Exercise details
Scan the lines below for "trailing" and copy the matches.

Study material

PR #23797, opened 2026-06-05
CAMEL-23698: Do not append trailing ? to URI when query string is empty

davsclaus:
## Summary

- Fix `URISupport.createURIWithQuery()` to not append a bare `?` when the query string is empty
- When `camel-rest-openapi` produces a REST call from an OpenAPI spec with optional query parameters that are not set, the URL ended with a trailing `?` (e.g., `/users/myuser/repos?` instead of `/users/myuser/repos`)
- Some HTTP servers and proxies treat `/resource` and `/resource?` differently, so this can cause issues

## Root Cause

`URISupport.createURIWithQuery()` checked `if (query != null)` before appending `?` + query, but did not check if the query string was empty. Changed to `if (query != null && !query.isEmpty())`.

## Test plan

- [x] Added `testCreateURIWithQueryEmptyQueryString` in `URISupportTest` verifying no trailing `?` is appended for empty query strings
- [x] Existing `URISupportTest` tests pass (null query and non-empty query cases)

### DIFF
--- a/core/camel-util/src/main/java/org/apache/camel/util/URISupport.java
+++ b/core/camel-util/src/main/java/org/apache/camel/util/URISupport.java
@@ -443,7 +443,7 @@ public final class URISupport {
         if (before != null) {
             s = before;
         }
-        if (query != null) {
+        if (query != null && !query.isEmpty()) {
             s = s + "?" + query;
         }
         if (!s.contains("#") && uri.getFragment() != null) {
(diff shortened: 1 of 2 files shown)


davsclaus (commented):
Reviewed — looks good to merge.

- The `!query.isEmpty()` guard on `createURIWithQuery()` is the right fix. The original null-only check (from 2011) never handled empty strings, but `camel-rest-openapi` can produce them when all optional query params are unset.
- Checked all 6 production callers (`URISupport`, `ResourceHelper`, `HttpProducer`, `HttpHelper`, `NettyHttpHelper`, `UndertowHelper`) — none rely on appending a bare `?` for empty queries. They all benefit from this fix.
- Test coverage is appropriate: the new test complements the existing null and non-empty cases.
- No regression risk.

Exercise result
CAMEL-23698: Do not append trailing ? to URI when query string is empty
- When `camel-rest-openapi` produces a REST call from an OpenAPI spec with optional query parameters that are not set, the URL ended with a trailing `?` (e.g., `/users/myuser/repos?` instead of `/users/myuser/repos`)
- [x] Added `testCreateURIWithQueryEmptyQueryString` in `URISupportTest` verifying no trailing `?` is appended for empty query strings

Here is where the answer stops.